PR #2411, opened 2021-09-13
Engaging Crowds: Add annotation._inProgress

eatyourgreens:
Add the `annotation._inProgress` flag, which is false by default, but true once an annotation has been updated by the classifier.
Add some generic tests which create and update an annotation for each registered task type.

For Engaging Crowds, we'd like to be able to detect when a volunteer has begun to work on a subject, so that we can warn them before clearing their classification when changing to a new subject. `annotation._inProgress` here should hopefully provide a flag that we can use to detect when classification work has begun.

Package:
lib-classifier

# Review Checklist

## General

## Components

## Apps

- [ ] Does it work on mobile?

## Publishing

## Post-merging

### DIFF
--- a/packages/lib-classifier/src/plugins/tasks/index.spec.js
+++ b/packages/lib-classifier/src/plugins/tasks/index.spec.js
@@ -1,0 +1,57 @@
+import taskRegistry from './'
+
+describe('Task models', function () {
+  const taskTypes = Object.keys(taskRegistry.register)
+  taskTypes.forEach(function (taskType) {
+    let task
+    describe(taskType, function () {
+      before(function () {
+        const taskSnapshot = {
+          answers: [],
+          instruction: `${taskType} instructions`,
+          options: [ '1', '2', '3', '4' ],
+          question: `${taskType} question`,
+          taskKey: 'init',
+          type: taskType
+        }
+        const { TaskModel } = taskRegistry.get(taskType)
+        task = TaskModel.create(taskSnapshot)
+      })
+
+      it('should exist', function () {
+        expect(task).to.be.ok()
+      })
+
+      describe('annotations', function () {
+        let annotation
+
+        before(function () {
+          annotation = task.createAnnotation()
+        })
+
+        it('should exist', function () {
+          expect(annotation).to.be.ok()
+        })
+
+        it('should store the task key', function () {
+          expect(annotation.task).to.equal(task.taskKey)
+        })
+
+        it('should store the task type', function () {
+          expect(annotation.taskType).to.equal(taskType)
+        })
+
+        it('should not be in progress', function () {
+          expect(annotation._inProgress).to.be.false()
+        })
+
+        describe('on update', function () {
+          it('should be marked in progress', function () {
+            annotation.update(annotation.value)
+            expect(annotation._inProgress).to.be.true()
+          })
+        })
+      })
+    })
+  })
+})
--- a/packages/lib-classifier/src/plugins/tasks/models/Annotation.js
+++ b/packages/lib-classifier/src/plugins/tasks/models/Annotation.js
@@ -18,6 +18,9 @@ const Annotation = types.model('Annotation', {
     delete newSnapshot.id
     return newSnapshot
   })
+  .volatile(self => ({
+    _inProgress: false
+  }))
   .views(self => ({
     get isComplete () {
       return true
@@ -30,6 +33,7 @@ const Annotation = types.model('Annotation', {
   .actions(self => ({
     update (value) {
       self.value = value
+      self._inProgress = true
     }
   }))
 


shaunanoordin:
PR Review in progress. Code read looks good, quick testing notes:

- Survey Tasks trigger `annotation.update()` when a species (plus behaviour, plus number, plus etc) is selected 👍 
- Question Tasks trigger `annotation.update()` when an answer is selected 👍
- Text Tasks trigger `annotation.update()` when anything is typed 👍
- [Subject Group Comparison Tasks](https://local.zooniverse.org:8080/?env=staging&project=1900&workflow=3412&demo=true) trigger `annotation.update()` trigger `annotation.update()` when any cell is clicked
- [Multi-branch workflows with Question Tasks](https://local.zooniverse.org:8080/?env=staging&project=1873&workflow=3467&demo=true) work fine. 👍 
  - When going 'Back' to previous steps, the ._inProgress value is correctly preserved. 
  - When going 'Back' and then _switching to different branches,_ "formerly future step" annotations are correctly reset.
- Drawing Tasks only trigger `annotation.update()` (and hence update ._inProgress) when proceeding to the next Step/Task, or when submitting. 🤔❓
  - I'm going to take a peek into this.

Review ongoing, brb.

shaunanoordin:
Further quick testing notes:

- Drawing Tasks are making me scratch my head. _(But this is quickly spiralling out into its own investigation, so take the following notes in moderation!)_
  - Ah, OK, the Drawing Task only calls annotation.update() on the complete() step, gotcha.
  - I'm fairly sure we can link `annotation._inProgress = true` to `createMark()` (or some other activity drawing-specific activity), but I can't find the connection between the mark and the annotation because...
  - ❓ ...is `models/DrawingTask.js`'s `Drawing.annotation` actually doing anything? I actually deleted line 17, `annotation: types.safeReference(DrawingAnnotation),` and I was still able to successfully draw marks, see the number of marks listed on the Drawing Tasks component, and submit the classification with the correct annotations
- I can't seem to find Dropdown Tasks to test. I won't let that hold up this PR, but that's something I need to follow up on.
- I'm not going to test for other special Tasks, e.g. Light Curve Viewer, to keep the scope of this PR manageable.

eatyourgreens:
🤔hmmm, the primary target of this work will be transcription projects, and the transcription task is a drawing task.

shaunanoordin (commented):
## PR Review

This PR adds a new `._inProgress` value to Annotations.

- Context: we're starting to want to know when a user has _started making annotations for a task._ This is so we can warn the user when they might _lose any classifications in progress_ , e.g. if they're trying to navigate to another workflow/subject set/subject.
- Implementation is simple but effective - any time `annotation.update()` is called, we mark a small boolean called _inProgress. 👌 

Code read looks good, but testing revealed some missing coverage.

### Testing

Tested on localhost with macOS + Chrome, as usual. Testing steps are very simple:
- add a `console.log()` to `annotation.update()` to monitor when `self._inProgress` triggers
- find WFs for each Task type. For each Task, make an annotation (e.g. select an answer for a Question Task, type some text in a Text Task) and observe that the `console.log()` triggers as expected.

Here's our coverage for each task (i.e. whether or not we can tell a user has started making annotations for each task), as of 1539bce.

- ✔️ **Question** Tasks updates when an answer is selected
- ✔️ **Text** Tasks update when anything is typed
- ❌ **Drawing** Tasks only update when complete() is triggered (i.e. when moving to next Task or submitting)
- ❓ **Transcription** Tasks is a bit of a mixed bag.
  - Drawing a line doesn't update annotations.
  - Typing in some text DOES update annotation. (Note that this is the sub-task's annotation)
- ✔️ **Survey** Tasks update when a species (plus behaviour, plus number, plus etc) is selected
- ✔️ **Subject Group Comparison** Tasks update when any cell is clicked
- Unknown: **Dropdown** Tasks, **DataVisAnntotation** Tasks
- Side note: going back to previous Tasks and going to new branches in branching workflows will update annotations as expected

### Status

UPDATE: I was going to go "good enough, we can worry about Drawing Tasks later" for this PR, but as this comment pointed out...

> 🤔hmmm, the primary target of this work will be transcription projects, and the transcription task is a drawing task.

...gah, you're right, this needs to be sorted out!

Things I'm going to follow up on tomorrow:

- How are Drawing Task annotations organised?
  - Is each mark an annotation in an of itself?
  - Shouldn't there be a master "Drawing Task", which contains tools, which contain marks? How are they linked? Study the store schema.
  - There should be a way to link `createMark()` with the master "Drawing Task" annotation
- ~~How do sub-tasks' inProgress values affect the parent tasks~~ EDIT: nvm, I just realised we don't really care if a sub-task's annotation is _inProgress_ or not, we just want to know if any of the top-level tasks are in progress.

shaunanoordin:
4:22am ideas: I might be overthinking it previoisly. A DrawingAnnotation can easily tell if it's in progress by checking to see if DrawingAnnotation.value.length > 0

The catch here is that if a user creates an annotation and then deletes it, the code thinks they never started. Hmm will need to think about this tomorrow after I zzzzzz

eatyourgreens:
I think this is about where I got to, lst week, while trying to think through a generic method for figuring out when you'd started classifying for any type of task.

Tasks like questions and dropdown menus call `annotation.update(value)` on change, in the component code.
https://github.com/zooniverse/front-end-monorepo/blob/031f7eb3b8beabaff65a934d2dc24785c8fcf2c6/packages/lib-classifier/src/plugins/tasks/SimpleDropdownTask/components/SimpleDropdownTask.js#L66-L71

We could refactor drawing tasks so that creating a mark also updates the drawing annotation:
https://github.com/zooniverse/front-end-monorepo/blob/031f7eb3b8beabaff65a934d2dc24785c8fcf2c6/packages/lib-classifier/src/components/Classifier/components/SubjectViewer/components/InteractionLayer/InteractionLayer.js#L84-L99
Perhaps in a separate PR, so that we can test whether that breaks anything?

eatyourgreens:
@shaunanoordin I'm going to work on rewriting the drawing tasks to update annotations incremementally, like other tasks. If that works, then I think we can use the approach here to detect drawing in progress, by flagging calls to `createMark`.

eatyourgreens:
If #2415 works, then that would set `annotation._inProgress` to true the first time that you draw something, which would allow us to detect when transcribers have started work on a transcription task.

eatyourgreens:
If you look at the changes, you'll see that the annotation is only updated when a mark is created. Drawing annotations are an array of mark ID strings, so values are only updated in the Tool models. 

There won't be continuous calls to annotation.update while drawing is taking place.

shaunanoordin:
## PR Review (Update)

The previous review for this PR was looking good _except for_ the Drawing Tasks, which was missing coverage.

Good news, #2415 addresses the Drawing Tasks, and that PR's now approved. Once 2415's merged and this branch is updated accordingly, I'll re-test this PR. 👌

eatyourgreens:
This is rebased to include #2415 now. `annotation._inProgress` should be true for any task, after you've started work.

shaunanoordin (approved):
## PR Review

Testing looks good, this PR is now good to go!

### Testing

Follow up from [earlier tests:](https://github.com/zooniverse/front-end-monorepo/pull/2411#pullrequestreview-753240752)

- ✔️ Question Tasks updates when an answer is selected
- ✔️ Text Tasks update when anything is typed
- 🆕 ✔️ Drawing Tasks update when a new mark is created
- 🆕 ✔️ Transcription Tasks update when...
  - drawing the start point of a line
  - typing in some text for the sub-task
  - choosing any of the single answer to the "is it done?" question
- ✔️ Survey Tasks update when a species (plus behaviour, plus number, plus etc) is selected

### Status

LGTM 👍

PR #2415, opened 2021-09-15
Classifier: Refactor drawing task annotations

eatyourgreens:
Pass the active drawing task annotation down to the `InteractionLayer` components as a prop. Update the annotation incrementally, when a new mark is created, rather than waiting until drawing is complete for the current step.

Here's a test project with a couple of drawing steps, including some subtasks.
https://localhost:8080/?project=908&workflow=3370

Package:
lib-classifier

# Review Checklist

## General

## Components

## Apps

- [ ] Does it work on mobile?

## Publishing

## Post-merging

### DIFF
--- a/packages/lib-classifier/src/components/Classifier/components/SubjectViewer/components/InteractionLayer/InteractionLayer.js
+++ b/packages/lib-classifier/src/components/Classifier/components/SubjectViewer/components/InteractionLayer/InteractionLayer.js
@@ -21,14 +21,15 @@ const DrawingCanvas = styled('rect')`
 function InteractionLayer({
   activeMark,
   activeTool,
-  activeToolIndex,
-  disabled,
-  frame,
+  activeToolIndex = 0,
+  annotation,
+  disabled = false,
+  frame = 0,
   height,
-  marks,
+  marks = [],
   move,
-  setActiveMark,
-  scale,
+  setActiveMark = () => {},
+  scale = 1,
   width,
   played,
   duration
@@ -96,6 +97,8 @@ function InteractionLayer({
     mark.setSubTaskVisibility(false)
     // Add a time value for tools that care about time. For most tools, this value is ignored.
     mark.setVideoTime(timeStamp, duration)
+    const markIDs = marks.map(mark => mark.id)
+    annotation.update([ ...markIDs, mark.id ])
   }
 
   function onPointerDown(event) {
@@ -185,6 +188,11 @@ InteractionLayer.propTypes = {
   activeMark: PropTypes.object,
   activeTool: PropTypes.object.isRequired,
   activeToolIndex: PropTypes.number,
+  annotation: PropTypes.shape({
+    task: PropTypes.string,
+    taskType: PropTypes.string,
+    value: PropTypes.array
+  }).isRequired,
   frame: PropTypes.number,
   marks: PropTypes.array,
   setActiveMark: PropTypes.func,
@@ -192,16 +200,6 @@ InteractionLayer.propTypes = {
   disabled: PropTypes.bool,
   scale: PropTypes.number,
   width: PropTypes.number.isRequired
-}
-
-InteractionLayer.defaultProps = {
-  activeMark: undefined,
-  activeToolIndex: 0,
-  frame: 0,
-  marks: [],
-  setActiveMark: () => {},
-  disabled: false,
-  scale: 1
 }
 
 export default InteractionLayer
--- a/packages/lib-classifier/src/components/Classifier/components/SubjectViewer/components/InteractionLayer/InteractionLayer.spec.js
+++ b/packages/lib-classifier/src/components/Classifier/components/SubjectViewer/components/InteractionLayer/InteractionLayer.spec.js
@@ -46,6 +46,7 @@ describe('Component > InteractionLayer', function () {
         ],
         type: 'drawing'
       })
+      const annotation = mockDrawingTask.createAnnotation()
       const setActiveMarkStub = sinon.stub().callsFake(() => mockMark)
       activeTool = mockDrawingTask.activeTool
       sinon.stub(activeTool, 'createMark').callsFake(() => mockMark)
@@ -53,6 +54,7 @@ describe('Component > InteractionLayer', function () {
         <InteractionLayer
           activeMark={mockMark}
           activeTool={activeTool}
+          annotation={annotation}
           frame={2}
           setActiveMark={setActiveMarkStub}
           height={400}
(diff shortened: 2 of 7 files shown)


eatyourgreens:
If this works, then we can use `annotation.update` to detect when a transcriber has begun work on a transcription subject, which will help with #2411.

packages/lib-classifier/src/components/Classifier/components/SubjectViewer/components/InteractionLayer/InteractionLayer.js
```diff
@@ -194,15 +202,5 @@ InteractionLayer.propTypes = {
   width: PropTypes.number.isRequired
 }
 
-InteractionLayer.defaultProps = {
```
eatyourgreens, line 197: This isn't strictly required for this PR, but [`defaultProps` is being deprecated for functions](https://github.com/facebook/react/pull/16210), so it seemed like a good opportunity to remove it.

eatyourgreens:
This could be a good opportunity to rewrite `InteractionLayerContainer` to use [`withStores`](https://github.com/zooniverse/front-end-monorepo/tree/master/packages/lib-classifier/src/helpers/withStores), and remove `inject` from drawing tasks too.

srallen:
I'm recommending an alternative to be considered because of potential performance impact: https://github.com/zooniverse/front-end-monorepo/pull/2411#issuecomment-920075116

shaunanoordin (commented):
## PR Review

This PR is a refactor of Drawing Annotations.

- Functionally, **we expect no changes to user interactions with Drawing Tasks,** nor with the Drawing Annotations submitted in the classification.
- The biggest change is that for Drawing Tasks, the `annotation.update()` call will be moved from `DrawingTask.complete()` to `InteractionLayer.createMark()`
- Context: starting with #2411, we want to know when a user starts interacting with the Classifier, and we're doing that by checking when annotation.update() is called. Unfortunately, at the moment, you can't tell when a DrawingTask has been .update()ed since that's only called when it's complete.

Code read looks good, but...

### Testing

...testing has not started yet. I have a testing plan, though:

- What happens when you submit a drawing Task with 0 Marks?
  - ...with 1 Mark?
  - ...with 3 Marks?
- What happens when you make 3 Marks, then delete 1?
- Will Marks be updated after they're edited? (e.g. place a mark, then drag it sideways)
  - (Note to self: if this is a problem - i.e. drawing mark data isn't updating after an editing action, check to see if simply re-introducing annotation.update() back to DrawingTask.complete() solves the issue.)

Sarah raised an issue about potential performance problems. Based on the code, this shouldn't be an issue, since the change only causes `annotation.update()` to trigger the first time a user clicks on the InteractionLayer. To be safe, I'm going to trace the function calls to determine how often the annotations are actually updated.

### Status

Testing in progress.

CCing @ErikOstlund as an FYI. Erik, I know that you're working on the Freehand Drawing Tool, and I want to help make sure this PR works well with the code you build. Let me know if you've got a dev branch I can _locally rebase_ on top of this PR, for testing.

shaunanoordin (approved):
## PR Review (Continued)

Package: `lib-classifier`

Testing is now complete, and everything looks good 👍 

### Testing

Tested on localhost with macOS 11.5.2 + Chrome 93

Setup:
- Test URL: https://local.zooniverse.org:8080/?env=staging&project=1873&workflow=3520&demo=true
  - This is a Workflow with 1 Drawing Task, with 3 tools: [ Point, Rectangle (with 1 Text Sub-Task), Line] 
  - WF has 1 Subject, an image of a 1000x1000 pixel grid for precision coordinate testing.
- Annotation.update() modified to provide console logs.

Testing steps:
- On the Classifier, make 0 annotations, then submit. Check submitted classification. 🆗 
- Make 1 Point mark, then submit. Check submitted classification. 🆗 
  - Classification submitted with the correct coordinates.
  - (For brevity, assume checking submitted classification is implicit for all steps.)
- Make 3 Point marks, then submit. 🆗
- Make 1 Point mark, delete it, then submit. 🆗
- Make 3 Point marks, delete 2, then create 1 more. Submit. 🆗 
  - Deleted marks are also deleted from the annotations! 👍
  - I'm glad to see this works, since I was initially wary that `annotation.update()` only triggered when the mark is created.
- Make 1 Point mark, then edit the mark (i.e. by moving it to a new coordinate). Submit. 🆗 
  - Edited marks are also edited in the annotations! 👍 
- Repeat steps above with Rectangle marks (with Text sub-task)
- Repeat steps above with Line marks.

Everything looks good!

Not tested:
- Multi-step workflows. It's safe to assume there shouldn't be much of an effect here.

### Dev Notes

From the testing, I can confirm that the annotations submitted with the classifications are correct. 👍 As far as the refactor is concerned, user-side functionality is preserved. This is looking good.

One thing to note is that `annotation.update()` **isn't** called when a Drawing Mark is either **deleted** or **edited**. This is fine for this PR (as noted, tests show that everything works fine) but I'm wondering if there is any "developer assumption" that .update() is (or """should""") be called on editing/deleting, similar to what happens with other tasks. e.g. TextTask calls `annotation.update()` on every key press. (i.e. onChange)

Devil's advocate: updating on every key press seems _very performance un-optimised,_ so maybe TextTask isn't the best example to follow.

Devil's advocate pt 2: attempting to call annotation.update() on every drawing mark _edit action_ will almost certainly incur the performance costs that Sarah was warning about.

Recommendation: do nothing for now, the code is fine as-is.

### Status

Approved, though I'd love to follow up testing with Erik's Freehand Tool.

eatyourgreens:
>One thing to note is that annotation.update() isn't called when a Drawing Mark is either deleted or edited. This is fine for this PR (as noted, tests show that everything works fine) but I'm wondering if there is any "developer assumption" that .update() is (or """should""") be called on editing/deleting, similar to what happens with other tasks. e.g. TextTask calls annotation.update() on every key press. (i.e. onChange)

Drawing task annotations are arrays of mark IDs, references to the actual marks which are stored with their respective tools. Deleting a mark from the store automatically removes all references too, so the annotation automatically updates when you delete a mark from a tool. Likewise, editing a mark on a tool updates the annotation, because the annotation holds a pointer to the stored mark.

`TextTask`, I think, is a good example of what we found happening with freehand drawing. Imagine a text task if the value had ~1,000 characters. Every keystroke would manipulate a large string, in memory, to change one character.

The performance heavy code for drawing tasks is in `annotation.toSnapshot()`, which turns the annotation into a flattened array of marks. This code only runs once, when you press Done and complete a classification. @srallen is right that this would be prohibitive to run on every edit, so it was designed to only run once, when you've finished work on a subject.
https://github.com/zooniverse/front-end-monorepo/blob/690b3aef60a8a24e3597ebc58c37508cc98d7880/packages/lib-classifier/src/plugins/tasks/DrawingTask/models/DrawingAnnotation.js#L14-L39

PR #2417, opened 2021-09-15
Revert "Temporarily move about pages to preview route"

srallen:
Reverts zooniverse/front-end-monorepo#2407

Chris gave a verbal approval of the new about pages, so let's revert the temporary route.


goplayoutside3 (approved):
Looks good!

**Task details**
Please return the lines above that run from the line containing "- When going 'Back' to" to the line containing "- I can't seem", inclusive, exactly and with no other lines.

**Solution for this task**
  - When going 'Back' to previous steps, the ._inProgress value is correctly preserved. 
  - When going 'Back' and then _switching to different branches,_ "formerly future step" annotations are correctly reset.
- Drawing Tasks only trigger `annotation.update()` (and hence update ._inProgress) when proceeding to the next Step/Task, or when submitting. 🤔❓
  - I'm going to take a peek into this.

Review ongoing, brb.

shaunanoordin:
Further quick testing notes:

- Drawing Tasks are making me scratch my head. _(But this is quickly spiralling out into its own investigation, so take the following notes in moderation!)_
  - Ah, OK, the Drawing Task only calls annotation.update() on the complete() step, gotcha.
  - I'm fairly sure we can link `annotation._inProgress = true` to `createMark()` (or some other activity drawing-specific activity), but I can't find the connection between the mark and the annotation because...
  - ❓ ...is `models/DrawingTask.js`'s `Drawing.annotation` actually doing anything? I actually deleted line 17, `annotation: types.safeReference(DrawingAnnotation),` and I was still able to successfully draw marks, see the number of marks listed on the Drawing Tasks component, and submit the classification with the correct annotations
- I can't seem to find Dropdown Tasks to test. I won't let that hold up this PR, but that's something I need to follow up on.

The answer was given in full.